PR #13991, opened 2021-09-09
Enable/disable image smoothing based on image interpolate value. (bug 1722191)

### LINKED ISSUE #1344: Blurred images
PDF.js displays blurry plots in PDF documents, e.g.

http://arxiv.org/pdf/1202.5344v1.pdf

When viewed in Chrome or Adobe Acrobat all the plots show sharp-edged squares. When viewed in Preview or PDF.js, all the squares show as blurry pixelated blobs.

### LINKED ISSUE #4706: Blurry/fuzzy embedded images
A fix for this was attempted many times, but still the issue exists.
FF 29.0.

Test PDF: http://rustyx.org/temp/fuzzy-test.pdf

Results

### LINKED ISSUE #5757: [Color rendering] Bug or feature? Colors get blurred (or "smoothened"?) when very small images are scaled up
Here are three different screenshots of PDF viewers (composed into one image) rendering the exact same file:
1. **LEFT:** **_PDF.js**_ (v1.0.1149) running in Chrome/OSX (sorry, I currently don't get PDF.js to work in Firefox/OSX)
2. **CENTER:** **_Adobe Reader**_ (v11.0.10)
3. **RIGHT:** **_Preview.app**_ in OSX 10.9 (v.7.0 -- 826.4)

pdfjs-acroread-previewapp

The PDF source code is written by myself in order to demonstrate a problem I've previously noticed with other (real life) files and provide a _"minimal working example PDF"_. 

**The characteristics of this PDF:**
1. It contains a single image (inline).
2. The image is compose of only 4 pixels with 4 different colors (width x height == 2 x 2).
3. The image is scaled up to 630x630 points on a PDF page sized 640x640 points.

As you can see, only Acrobat renders the 4 pixels as one would expect (IMHO). Or? _(You may disagree with me and regard the way PDF.js renders it as a feature, not a bug...)_

PDF.js deviates from Acrobat's rendering and prefers to show the 4 scaled-up pixels in a smoothened (if you regard it as a feature :-) or heavily blurred (if you regard it as a bug) way.

Preview.app also deviates from Acrobat -- albeit in a different way (you'd think that the image is ridden by heavy JPEG artifacts).

However, there are other open source PDF viewers which all render the file identical to Acrobat's way, with sharp edges between the pixels and uniform color for the four areas:
1. `gs` (Ghostscript
2. `gv` (Ghostscript-based)
3. `MuPDF` (own rendering engine)
4. `Zathura` (Poppler-based)
5. `Evince` (Poppler-based)
6. Chrome's built-in, native PDF viewer (dunno what is its name, maybe _'pdfium'_?)
7. `SumatraPDF` (MuPDF-based)
8. `gv` (Ghostscript-based)

---

<sub>Hmmm... I'm looking for a way to attach my demo PDF, but I can't find it. Maybe I re-write it to use ASCII-only stream for the image data, so I can embed it inline.</sub>

### LINKED ISSUE #8245: PDF Displaying not displaying properly
[document.pdf](https://github.com/mozilla/pdf.js/files/902878/document.pdf)

Configuration:
    Web browser and its version: Firefox 52.0.2 (32-bit)
    Operating system and its version: Windows 10
    PDF.js version: Using version bundled with Firefox

1. View Attached PDF with PDF.js in Firefox
 Similar Issue #8083 

Adobe Reader correctly shows the image and isn't blurry. PDF.js does not. See screenshots for comparison.

screenshot correct

screenshot

The image in the PDF is an Indexed xobject. not sure if this is the issue.

### LINKED ISSUE #9713: Image interpolation incorrect
[image_via_1.3_001.pdf](https://github.com/mozilla/pdf.js/files/1991319/image_via_1.3_001.pdf)

Configuration:
- Web browser and its version: Microsoft Edge 42.17134.1.0 and FF 60.0
- Operating system and its version: W10, 10.0.17134.1 and also on W7 6.1.7601
- PDF.js version: https://mozilla.github.io/pdf.js/web/viewer.html

1. start https://mozilla.github.io/pdf.js/web/viewer.html
2. open file

clipboard01

clipboard02

/Im0 is the lower Image and has /Interpolate true but this isn't done.

File is from
https://storage.googleapis.com/google-code-archive-source/v2/code.google.com/lumi-read/source-archive.zip
and can be found in lumi-read/trunk/PDF_smoketest/pdf/image_via/image_via_1.3_001.pdf

There are more incorrect renderings but I suspect these are related.

brendandahl:
While some of the output looks worse to my eye, this behavior more
closely matches what I see when I open the PDFs in Adobe acrobat.

Fixes #4706
Fixes #9713
Fixes #8245
Fixes #1344
Fixes #5757


brendandahl:
For example:
image
image

brendandahl:
A lot more failures on the bots than locally.

Snuffleupagus (commented):
While I completely agree that this looks good (or better) for most cases, even with the changes in the second commit there appear to be *some* regressions. (Also, please squash the commits before landing this.)

Looking through the test results, and focusing (only) on Firefox, there's a few cases that I do think look worse now when comparing against Adobe Reader:
 - issue3903, page1
 - freeculture, page2
 - wdsg_fitc, page20
 - cmykjpeg, page1
 - issue5644, page1
 - issue7200, page1; the "text" is a lot less readable
 - issue5549, page1
 - issue5475, page1
 - issue5481, all pages

Is there anything that could possibly be done about some of these cases, or are we going to have to accept those changes?

brendandahl:
I'm looking into some heuristics. I was able to fix a few by following [this comment](https://github.com/mozilla/pdf.js/issues/4706#issuecomment-838228855), but there are still a few where acrobat seems to be doing some image smoothing in cases I wouldn't expect.

brendandahl:
This will still need some tweaks. On a high dpi monitor the output now looks very close to acrobat, but on a monitor with a device pixel ratio of 1, pdf.js looks much worse than acrobat. I thought it was maybe do to pdf.js trying to draw images at fractional pixels, but even when I align the image to whole pixel values it still looks worse. I wonder if they're using a different scaling algorithm.

brendandahl:
I think I may have figured it out, instead of comparing the scale to 1 we have to take into account that css pixels per inch are different than pdf pixels per inch. Using that value for deciding when to smooth seems to match acrobats behavior.

src/display/canvas.js
```diff
@@ -37,6 +37,9 @@ const MIN_FONT_SIZE = 16;
 const MAX_FONT_SIZE = 100;
 const MAX_GROUP_SIZE = 4096;
 
+const CSS_PIXELS_PER_INCH = 96.0;
+const PDF_PIXELS_PER_INCH = 72.0;
```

→ **TASK GOAL**: Nothing may be left out. Retype all the entries exactly.

→ **EXPECTED ANSWER**:
PR #13991, opened 2021-09-09
Enable/disable image smoothing based on image interpolate value. (bug 1722191)

### LINKED ISSUE #1344: Blurred images
PDF.js displays blurry plots in PDF documents, e.g.

http://arxiv.org/pdf/1202.5344v1.pdf

When viewed in Chrome or Adobe Acrobat all the plots show sharp-edged squares. When viewed in Preview or PDF.js, all the squares show as blurry pixelated blobs.

### LINKED ISSUE #4706: Blurry/fuzzy embedded images
A fix for this was attempted many times, but still the issue exists.
FF 29.0.

Test PDF: http://rustyx.org/temp/fuzzy-test.pdf

Results

### LINKED ISSUE #5757: [Color rendering] Bug or feature? Colors get blurred (or "smoothened"?) when very small images are scaled up
Here are three different screenshots of PDF viewers (composed into one image) rendering the exact same file:
1. **LEFT:** **_PDF.js**_ (v1.0.1149) running in Chrome/OSX (sorry, I currently don't get PDF.js to work in Firefox/OSX)
2. **CENTER:** **_Adobe Reader**_ (v11.0.10)
3. **RIGHT:** **_Preview.app**_ in OSX 10.9 (v.7.0 -- 826.4)

pdfjs-acroread-previewapp

The PDF source code is written by myself in order to demonstrate a problem I've previously noticed with other (real life) files and provide a _"minimal working example PDF"_. 

**The characteristics of this PDF:**
1. It contains a single image (inline).
2. The image is compose of only 4 pixels with 4 different colors (width x height == 2 x 2).
3. The image is scaled up to 630x630 points on a PDF page sized 640x640 points.

As you can see, only Acrobat renders the 4 pixels as one would expect (IMHO). Or? _(You may disagree with me and regard the way PDF.js renders it as a feature, not a bug...)_

PDF.js deviates from Acrobat's rendering and prefers to show the 4 scaled-up pixels in a smoothened (if you regard it as a feature :-) or heavily blurred (if you regard it as a bug) way.

Preview.app also deviates from Acrobat -- albeit in a different way (you'd think that the image is ridden by heavy JPEG artifacts).

However, there are other open source PDF viewers which all render the file identical to Acrobat's way, with sharp edges between the pixels and uniform color for the four areas:
1. `gs` (Ghostscript
2. `gv` (Ghostscript-based)
3. `MuPDF` (own rendering engine)
4. `Zathura` (Poppler-based)
5. `Evince` (Poppler-based)
6. Chrome's built-in, native PDF viewer (dunno what is its name, maybe _'pdfium'_?)
7. `SumatraPDF` (MuPDF-based)
8. `gv` (Ghostscript-based)

---

<sub>Hmmm... I'm looking for a way to attach my demo PDF, but I can't find it. Maybe I re-write it to use ASCII-only stream for the image data, so I can embed it inline.</sub>

### LINKED ISSUE #8245: PDF Displaying not displaying properly
[document.pdf](https://github.com/mozilla/pdf.js/files/902878/document.pdf)

Configuration:
    Web browser and its version: Firefox 52.0.2 (32-bit)
    Operating system and its version: Windows 10
    PDF.js version: Using version bundled with Firefox

1. View Attached PDF with PDF.js in Firefox
 Similar Issue #8083 

Adobe Reader correctly shows the image and isn't blurry. PDF.js does not. See screenshots for comparison.

screenshot correct

screenshot

The image in the PDF is an Indexed xobject. not sure if this is the issue.

### LINKED ISSUE #9713: Image interpolation incorrect
[image_via_1.3_001.pdf](https://github.com/mozilla/pdf.js/files/1991319/image_via_1.3_001.pdf)

Configuration:
- Web browser and its version: Microsoft Edge 42.17134.1.0 and FF 60.0
- Operating system and its version: W10, 10.0.17134.1 and also on W7 6.1.7601
- PDF.js version: https://mozilla.github.io/pdf.js/web/viewer.html

1. start https://mozilla.github.io/pdf.js/web/viewer.html
2. open file

clipboard01

clipboard02

/Im0 is the lower Image and has /Interpolate true but this isn't done.

File is from
https://storage.googleapis.com/google-code-archive-source/v2/code.google.com/lumi-read/source-archive.zip
and can be found in lumi-read/trunk/PDF_smoketest/pdf/image_via/image_via_1.3_001.pdf

There are more incorrect renderings but I suspect these are related.

brendandahl:
While some of the output looks worse to my eye, this behavior more
closely matches what I see when I open the PDFs in Adobe acrobat.

Fixes #4706
Fixes #9713
Fixes #8245
Fixes #1344
Fixes #5757


brendandahl:
For example:
image
image

brendandahl:
A lot more failures on the bots than locally.

Snuffleupagus (commented):
While I completely agree that this looks good (or better) for most cases, even with the changes in the second commit there appear to be *some* regressions. (Also, please squash the commits before landing this.)

Looking through the test results, and focusing (only) on Firefox, there's a few cases that I do think look worse now when comparing against Adobe Reader:
 - issue3903, page1
 - freeculture, page2
 - wdsg_fitc, page20
 - cmykjpeg, page1
 - issue5644, page1
 - issue7200, page1; the "text" is a lot less readable
 - issue5549, page1
 - issue5475, page1
 - issue5481, all pages

Is there anything that could possibly be done about some of these cases, or are we going to have to accept those changes?

brendandahl:
I'm looking into some heuristics. I was able to fix a few by following [this comment](https://github.com/mozilla/pdf.js/issues/4706#issuecomment-838228855), but there are still a few where acrobat seems to be doing some image smoothing in cases I wouldn't expect.

brendandahl:
This will still need some tweaks. On a high dpi monitor the output now looks very close to acrobat, but on a monitor with a device pixel ratio of 1, pdf.js looks much worse than acrobat. I thought it was maybe do to pdf.js trying to draw images at fractional pixels, but even when I align the image to whole pixel values it still looks worse. I wonder if they're using a different scaling algorithm.

brendandahl:
I think I may have figured it out, instead of comparing the scale to 1 we have to take into account that css pixels per inch are different than pdf pixels per inch. Using that value for deciding when to smooth seems to match acrobats behavior.

src/display/canvas.js
```diff
@@ -37,6 +37,9 @@ const MIN_FONT_SIZE = 16;
 const MAX_FONT_SIZE = 100;
 const MAX_GROUP_SIZE = 4096;
 
+const CSS_PIXELS_PER_INCH = 96.0;
+const PDF_PIXELS_PER_INCH = 72.0;
```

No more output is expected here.